PR #1466, opened 2021-08-16
[BUG] protocol should not require parent to be @property

untzag:
## Description

The current implementation does not allow the `parent` attribute to be set, which means that a simple device that specifies `self.parent = None` fails to pass. I don't understand why `parent` should be implemented as an `@property` rather than a simple attribute. It's likely I'm missing details, review from @ksunden will be very important here.

While we're at it, why do we use `Any` here. Couldn't we say `Optional[Readable]`?

The hints dictionary is also currently implemented as an `@property`, we might want to change that as well.

## Motivation and Context

I ran into this within https://github.com/bluesky/yaqc-bluesky/pull/59

## How Has This Been Tested?

Tested locally, seems to behave the way I want.

### DIFF
--- a/bluesky/protocols.py
+++ b/bluesky/protocols.py
@@ -28,11 +28,7 @@ class Status(Protocol):
 @runtime_checkable
 class Readable(Protocol):
     name: str
-
-    @property
-    def parent(self) -> Optional[Any]:
-        """``None``, or a reference to a parent device."""
-        ...
+    parent: Optional[Any]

◆ ◆ ◆

[PROBLEM TO WORK ON]: Copy out each line of the records where the word "None" appears.

[FINISHED EXERCISE]:
The current implementation does not allow the `parent` attribute to be set, which means that a simple device that specifies `self.parent = None` fails to pass. I don't understand why `parent` should be implemented as an `@property` rather than a simple attribute. It's likely I'm missing details, review from @ksunden will be very important here.
-        """``None``, or a reference to a parent device."""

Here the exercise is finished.